India’s media and entertainment sector is undergoing a rapid transformation, with streaming services (OTT platforms) playing a central role. Digital advancements, rising smartphone usage, and changing consumer habits have made OTT platforms the primary mode of entertainment in the country.
Let’s explore the rise of streaming services in India, the investment opportunities they offer, and what lies ahead.
What’s Happening?
India’s digital video content market reached $19.3 billion in 2024, and according to IMARC Group, it is expected to touch $46.4 billion by 2033, growing at a CAGR of 9.2%. OTT platforms, short-form video apps, and digital advertising are all seeing rapid expansion.
Key drivers of this growth include widespread smartphone usage, affordable data plans, improved internet access, and increasing demand for regional content. Additionally, the growth of AI-powered recommendation systems, rising digital ad spends, shifting viewer preferences, and significant investments in content creation are all fuelling this expansion.
Impact of AI and Technology
Technologies like AI and machine learning are playing a transformative role in the sector. They help platforms better understand viewer preferences and accelerate content creation and delivery.
According to Hindustan Times, AI could increase revenue by 10% and reduce costs by 15% for the media and entertainment industry.
AI also enables platforms to offer personalised recommendations, keeping viewers engaged for longer periods. In production, tools like virtual assistants, automated scriptwriting, and AI-driven editing are streamlining processes and saving time.
India’s SVOD Market
As of Q1 2025, Jio Hotstar leads India’s Subscription Video on Demand (SVOD) market with a 26% share, following the merger of Disney+ Hotstar and JioCinema.

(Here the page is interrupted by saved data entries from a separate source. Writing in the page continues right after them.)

PR #299, opened 2022-03-16
Support externally computed signatures

### LINKED ISSUE #298: Support external signatures
In order to support hardware wallets, there should be an API for signing a bundle by appending externally computed signatures.

Signature index can be inferred via `alpha` or `SpendValidatingKey`. I suggest the second option since `alpha`s should stay internal.

jarys:
closes #298

### DIFF
--- a/src/builder.rs
+++ b/src/builder.rs
@@ -36,6 +36,11 @@ pub enum Error {
     /// An overflow error occurred while attempting to construct the value
     /// for a bundle.
     ValueSum(value::OverflowError),
+    /// External signature is not valid.
+    InvalidExternalSignature,
+    /// A signature is valid for more than one input. This should never happen if `alpha`
+    /// is sampled correctly, and indicates a critical failure in randomness generation.
+    DuplicateSignature,
 }
 
 impl From<halo2_proofs::plonk::Error> for Error {
@@ -566,6 +571,47 @@ impl<P: fmt::Debug, V> Bundle<InProgress<P, PartiallyAuthorized>, V> {
             },
             |_, partial| partial,
         )
+    }
+    /// Appends externally computed [`Signature`]s.
+    ///
+    /// Each signature will be applied to the one input for which it is valid. An error
+    /// will be returned if the signature is not valid for any inputs, or if it is valid
+    /// for more than one input.
+    ///
+    /// [`Signature`]: redpallas::Signature
+    pub fn append_signatures(
+        self,
+        signatures: &[redpallas::Signature<SpendAuth>],
+    ) -> Result<Self, Error> {
+        signatures
+            .into_iter()
+            .try_fold(self, Self::append_signature)
+    }
+
+    fn append_signature(self, signature: &redpallas::Signature<SpendAuth>) -> Result<Self, Error> {
+        let mut signature_valid_for = 0usize;
+        let bundle = self.map_authorization(
+            &mut signature_valid_for,
+            |valid_for, partial, maybe| match maybe {
+                MaybeSigned::SigningMetadata(parts) => {
+                    let rk = parts.ak.randomize(&parts.alpha);
+                    if rk.verify(&partial.sigs.sighash[..], signature).is_ok() {
+                        *valid_for += 1;
+                        MaybeSigned::Signature(signature.clone())
+                    } else {
+                        // Signature isn't for this input.
+                        MaybeSigned::SigningMetadata(parts)
+                    }
+                }
+                s => s,
+            },
+            |_, partial| partial,
+        );
+        match signature_valid_for {
+            0 => Err(Error::InvalidExternalSignature),
+            1 => Ok(bundle),
+            _ => Err(Error::DuplicateSignature),
+        }
     }
 }
 


src/builder.rs
```diff
@@ -556,6 +565,31 @@ impl<P: fmt::Debug, V> Bundle<InProgress<P, PartiallyAuthorized>, V> {
...
+                    let rk = parts.ak.randomize(&parts.alpha);
+                    rk.verify(&partial.sigs.sighash[..], signature)
+                        .map_err(Error::from)?;
+                    Ok(MaybeSigned::Signature(signature.clone()))
+                }
+                s => Ok(s),
+            },
+            |_, partial| Ok(partial),
+        )
+    }
```
str4d, line 590: The `alpha` argument is unnecessary, because we can solely determine whether the signature applies to any output by trial-verifying in each output. If all signatures in the transaction are applied externally, this require `2n` trial signature verifications for `n` inputs (since we necessarily skip inputs that already have signatures). Given that we need `n` signature verifications anyway (since we don't want to append an invalid signature), I think this is an acceptable amount of work to simplify the API.

The `rng` argument is also unnecessary (as we aren't generating signatures); we can replace that with a context integer to determine error conditions.

```suggestion
    /// Appends an externally computed [`Signature`].
    ///
    /// The signature will be applied to the one input for which it is valid. An error
    /// will be returned if the signature is not valid for any inputs, or if it is valid
    /// for more than one input.
    pub fn append_signature(
        self,
        signature: &redpallas::Signature<SpendAuth>,
    ) -> Result<Self, Error> {
        let mut signature_valid_for = 0usize;
        self.try_authorize(
            &mut signature_valid_for,
            |valid_for, partial, maybe| match maybe {
                MaybeSigned::SigningMetadata(parts) => {
                    let rk = parts.ak.randomize(&parts.alpha);
                    if rk.verify(&partial.sigs.sighash[..], signature).is_ok() {
                        *valid_for += 1;
                        Ok(MaybeSigned::Signature(signature.clone()))
                    } else {
                        // Signature isn't for this input.
                        Ok(s)
                    }
                }
                s => Ok(s),
            },
            |_, partial| Ok(partial),
        ).expect("Closures cannot fail");
        match signature_valid_for {
            0 => Err(Error::InvalidExternalSignature),
            1 => Ok(()),
            _ => Err(Error::DuplicateSignature),
        }
    }
```

src/builder.rs
```diff
@@ -36,6 +37,8 @@ pub enum Error {
     /// An overflow error occurred while attempting to construct the value
     /// for a bundle.
     ValueSum(value::OverflowError),
+    /// External signature is not valid.
+    InvalidExternalSignature(reddsa::Error),
```
str4d, line 41:
```suggestion
    /// External signature is not valid.
    InvalidExternalSignature,
    /// A signature is valid for more than one input. This should never happen if `alpha`
    /// is sampled correctly, and indicates a critical failure in randomness generation.
    DuplicateSignature,
```

src/builder.rs
```diff
@@ -50,6 +53,12 @@ impl From<value::OverflowError> for Error {
     }
 }
 
+impl From<reddsa::Error> for Error {
+    fn from(e: reddsa::Error) -> Self {
+        Error::InvalidExternalSignature(e)
+    }
+}
+
```
str4d, line 61: No longer necessary:
```suggestion
```

str4d (changes requested):
API direction LGTM. We will separately need to figure out how best to expose the information that signers need.

src/builder.rs
jarys: You are right. That's a nice simplification.

jarys:
I realized it will be more practical to append all signatures at once.

src/builder.rs
```diff
@@ -556,6 +561,50 @@ impl<P: fmt::Debug, V> Bundle<InProgress<P, PartiallyAuthorized>, V> {
     }
 }
 
+impl<P: fmt::Debug, V> Bundle<InProgress<P, PartiallyAuthorized>, V> {
```
str4d, line 564: These are two adjacent `impl` blocks with the same bounds, so they can be merged:
```suggestion

```

str4d (changes requested):

jarys:
suggested changes applied

should I squash commits before merging ?

str4d:
Yeah, there's no need to preserve the fixup commits in git history.

jarys:
force-pushing to squash fixup commits

str4d (approved):
utACK

src/builder.rs
```diff
@@ -554,6 +559,47 @@ impl<P: fmt::Debug, V> Bundle<InProgress<P, PartiallyAuthorized>, V> {
...
+        signatures: &[redpallas::Signature<SpendAuth>],
+    ) -> Result<Self, Error> {
+        signatures
+            .into_iter()
+            .try_fold(self, Self::append_signature)
+    }
+
+    fn append_signature(self, signature: &redpallas::Signature<SpendAuth>) -> Result<Self, Error> {
+        let mut signature_valid_for = 0usize;
+        let bundle = self.authorize(
```
str4d, line 580: Ah, this PR has a non-code merge conflict with #317. Rebase this on `main` and change this to:
```suggestion
        let bundle = self.map_authorization(
```

str4d (changes requested):

src/builder.rs
jarys: done

str4d (approved):
re-utACK

src/builder.rs
```diff
@@ -567,6 +572,47 @@ impl<P: fmt::Debug, V> Bundle<InProgress<P, PartiallyAuthorized>, V> {
             |_, partial| partial,
         )
     }
+    /// Appends externally computed [`Signature`]s.
+    ///
+    /// Each signature will be applied to the one input for which it is valid. An error
+    /// will be returned if the signature is not valid for any inputs, or if it is valid
+    /// for more than one input.
```
daira, line 579: This is O(n<sup>2</sup>) in the number of signatures, but I guess that's okay, and I see why it was done this way.

daira (commented):
Post-hoc utACK

src/builder.rs
str4d: It's only O(n^2) for untrusted inputs, in the case where every single signature is invalid. If you've generated the signatures yourself, it's O(n).

PR #882, opened 2015-09-02
Remove all traces WidgetEntry class, which is unused

jcstringer:
@thescubageek and I noticed that this class and its related logic and code are unused at this point. Time to clear out some cruft.


lib/hentryable_dates.rb
```diff
@@ -1,17 +0,0 @@
-module HentryableDates
-  def created_at_computer_readable
-    model.created_at.utc.to_s(:computer)
-  end
-
-  def created_at_human_readable
```
thescubageek: Human readable my ass

thescubageek:
:+1: Merged it into 2.1.9-merge: https://github.com/g5search/g5-content-management-system/pull/887

Great work gutting this!

jcstringer:
Thanks @thescubageek. We'll def want to make sure QA does full regression tests to make sure this stuff wasn't used anyplace. Pretty sure it isn't but still you never know.

PR #884, opened 2015-09-02
2.1.8 trailing slash home sd

thescubageek:
* Adds trailing slash to cannonical url for single domain location home pages


app/models/web_template.rb
```diff
@@ -145,7 +145,7 @@ def page_url
     if single_domain_internal_page?
       File.join(domain_for_type.to_s, website.single_domain_location_path.to_s, slug)
     elsif single_domain_location_home_page?
-      File.join(domain_for_type.to_s, website.single_domain_location_path.to_s)
+      File.join(domain_for_type.to_s, website.single_domain_location_path.to_s, '/')
```
variousred: whats the difference between ```url``` and ```page_url``` ?

variousred:
:shipit:

app/models/web_template.rb
thescubageek: page_url is the full url: `https://www.qatestbeds.com/senior-living/or/bend/luxe/`
url is the path: `/senior-living/or/bend/luxe`

...because it's Orion, so Simplify, right? We should rename url to be something more meaningful (url_path) in another PR

PR #886, opened 2015-09-02
Fix - Super HOT, Really HOT

dreuss:
Just coming hot, rubber side down, fixin category select boxes.


thescubageek:
:fire: :fire_engine: .... :ship:

PR #889, opened 2015-09-03
Change widget defaults and name for Self Storage eLease IUI

jcstringer:
https://www.pivotaltracker.com/story/show/101920432


public/static/components/widgets/self-storage-iui-cards-v2/index.json
```diff
@@ -1,8 +1,8 @@
 {
-  "name": "Sitelink eLease IUI Cards",
+  "name": "Self Storage Elease IUI Cards",
```
thescubageek: Really long string, how does this label look in the widgets panel of the CMS?

jcstringer: Seems ok to me

screen shot 2015-09-03 at 2 40 19 pm

PR #890, opened 2015-09-03
Heart of darkness

johnlucia:
Fixes a bug in city level area pages. 

Everything is fine if ALL locations within a given city are assigned a neighborhood value, or NO locations within a given city are assigned a neighborhood.  If some have neighborhoods and some don't, The CMS generates an area page for a neighborhood of `""`, which in a round-about way, breaks the city level area page by only showing the locations without a neighborhood value.

Kind of hard to explain, so you can back out the little change in lib/static_website/compiler/area_pages.rb and run the new spec, and you'll get the idea.


lib/static_website/compiler/area_pages.rb
```diff
@@ -58,7 +58,7 @@ def cities_for_state(state)
       end
 
       def neighborhoods_for_city(city)
-        websites_for_city(city).map { |website| website.owner.neighborhood_slug }.uniq
+        websites_for_city(city).map { |website| website.owner.neighborhood_slug }.uniq - [""]
```
variousred: I'd prefer to take care of this higher up the chain with not saving empty strings into the DB to begin with, maybe something like proposed here http://stackoverflow.com/questions/7202319/rails-force-empty-string-to-null-in-the-database

that said, this does fix the issue at hand

johnlucia: I'm not sure if can use that since all this is being pulled out of Location.properties which is that json datatype, so we don't get to use a lot of magic that would normally be available in a rails app. 

...I'm not entirely sure about that statement since my understanding of the way that's working in here is foggy at best

variousred: Ugh, yeah, you're right

variousred: If this were fixed at the hub and neighborhoods were nil, it looks like they would serialize as nil as well according to what i can tell from this: http://api.rubyonrails.org/classes/ActiveModel/Serialization.html

johnlucia:
closing this PR since this is getting merged into the release branch... https://github.com/g5search/g5-content-management-system/pull/892

PR #44, opened 2016-10-13
Add PyPI-compatible Python repository

Ichimonji10:
Add a new make target, `fixtures/python-pypi`. This make target is a
counterpart to `fixtures/python-pulp`. The documents in this fixture are
taken directly from PyPI, and only several URLs are modified.

Fix: https://github.com/PulpQE/pulp-fixtures/issues/40


Ichimonji10:
Elyezer is out on PTO for a while. I've manually tested this, and will test it again after merging.

PR #46, opened 2016-12-01
Give unbound variable a default value

Ichimonji10:
If `rpm/gen-fixtures.sh` is called with `--packages-dir
<relative-path>`, then an internal variable named `$packages_dir` is
set. If called without that flag, the internal `$packages_dir` variable
is not set, which leads to an unbound variable error. Fix this issue by
giving `$packages_dir` a default value for those cases where
`rpm/gen-fixtures.sh` is called without `--packages-dir`.

This change fixes targets such as `fixtures/rpm-unsigned`.


Ichimonji10:
The following command now succeeds:

    make clean fixtures/rpm-{unsigned,signed,alt-layout}

Ichimonji10:
Cabal failed to install again. :/ Locally, `make lint` passes.

PR #47, opened 2016-12-01
Use shellcheck 4.4

elyezer:
Shellcheck 4.5 is raising errors when installing, use 4.4 instead to make sure
Travis will produce sane results.


Ichimonji10:
See: https://github.com/koalaman/shellcheck/issues/778

PR #48, opened 2017-01-17
Add file fixtures

elyezer:
File fixture is a repository where Pulp will publish the files. On Pulp
2 it is imported by the iso command but it does not mean that the files
should be a real ISO, it can be any file type. On Pulp 3 it will be
renamed to file and that is why this is called file fixtures.

A valid file fixture repository must have the fixtures files and the
PULP_MANIFEST file, the latter is a CSV file where each line is the file
path relative to the fixtures URL, the sha256sum of the file and the
size, in bytes, of the file.

Also add the file-mixed fixture which will generate a file fixture with
valid and invalid entries on the PULP_MANIFEST file.

### DIFF
--- a/Makefile
+++ b/Makefile
@@ -13,6 +13,10 @@ help:
 	@echo "                  to create DRPM fixtures with signed packages"
 	@echo "  fixtures/drpm-unsigned"
 	@echo "                  to create DRPM fixtures with unsigned packages"
+	@echo "  fixtures/file   to create File fixtures"
+	@echo "  fixtures/file-mixed"
+	@echo "                  to create File fixtures with some not available"
+	@echo "                  files on the PULP_MANIFEST"
 	@echo "  fixtures/python-pulp"
 	@echo "                  to create a Pulp Python repository"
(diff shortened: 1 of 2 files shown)


Makefile
```diff
@@ -65,6 +69,8 @@ fixtures: fixtures/docker \
 	fixtures/drpm \
 	fixtures/drpm-signed \
 	fixtures/drpm-unsigned \
+	fixtures/file \
+	fixtures/file-bad \
```
Ichimonji10: Should this read "file-bad" or "file-mixed" ?

Ichimonji10:
Just fix the one comment I've left. Otherwise, LGTM.

Makefile
elyezer: Good catch, I started with file-bad but since it has also valid entries decided to update to file-mixed which I think makes more sense. Will fix.

Ichimonji10:
Thanks!

elyezer:
Thank you @Ichimonji10 for the review. Will wait travis getting green and will merge.

PR #50, opened 2017-01-31
Add rpm-with-pulp-distribution fixture

elyezer:
This fixture creates a RPM repository with some extra files that are
mapped by the `PULP_DISTRIBUTION.xml` file


Makefile
```diff
@@ -89,6 +92,7 @@ fixtures: fixtures/docker \
 	fixtures/rpm \
 	fixtures/rpm-alt-layout \
 	fixtures/rpm-erratum \
+	fixtures/rpm-extra-repodata-files \
```
Ichimonji10: This is wrong.

PR #52, opened 2017-02-23
Add puppet fixtures

Ichimonji10:
Add a new make target, `fixtures/puppet`, which generates a dummy Puppet
module. The new make target depends on the ``puppet`` executable.

Fix: https://github.com/PulpQE/pulp-fixtures/issues/31

### DIFF
--- a/puppet/gen-module.sh
+++ b/puppet/gen-module.sh
@@ -1,0 +1,48 @@
+#!/usr/bin/env bash
+#
+# Generate a Puppet module.
+#
+set -euo pipefail
+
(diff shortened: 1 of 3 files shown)


puppet/gen-module.sh
```diff
@@ -0,0 +1,48 @@
+#!/usr/bin/env bash
+#
+# Generate an RPM repository.
```
elyezer: s/RPM repository/Puppet module?

Ichimonji10: Yes!

elyezer: That happens :smile, thanks for fixing.:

Amazon Prime Video holds second place with 24%, followed by Netflix at 17%. Apple TV+ (12%) and ZEE5 (11%) are also significant players. Sony LIV holds a 3% share, with smaller platforms making up the rest of the market.
Read More About- India’s Media & Entertainment Industry in the Digital Age
What’s in It for Investors?
The OTT sector offers strong investment potential. According to IBEF, paid subscription revenues from OTT platforms stood at US$ 0.88 billion in 2023, and are projected to grow to US$ 1.2 billion by 2026.
The AVoD model (Advertising-Based Video on Demand) is also thriving, giving brands access to a vast and growing digital audience. In 2023, AVoD revenue was US$ 2.63 billion, compared to US$ 1.19 billion from SVOD.
Media companies increased their investments in online video content by 52% in 2023, with a notable focus on acquiring sports streaming rights, benefiting both production houses and distribution platforms.
What’s Next?
India’s OTT market is poised for continued expansion. As per IBEF, the sector could reach US$ 7 billion by 2027. By 2025, an estimated 600–650 million Indians are expected to consume short-form videos, with each user spending an average of 55–60 minutes per day on such content.
The OTT user base is projected to grow to 634.3 million by 2029, and the share of digital content in the overall media and entertainment industry could rise to 31%.
OTT platforms are now diversifying into new formats — live streaming, short videos, and gaming — while integrating innovations like AI, Virtual Reality (VR), and Augmented Reality (AR) to make content more immersive and interactive.
*The companies mentioned in the article are for information purposes only. This is not investment advice.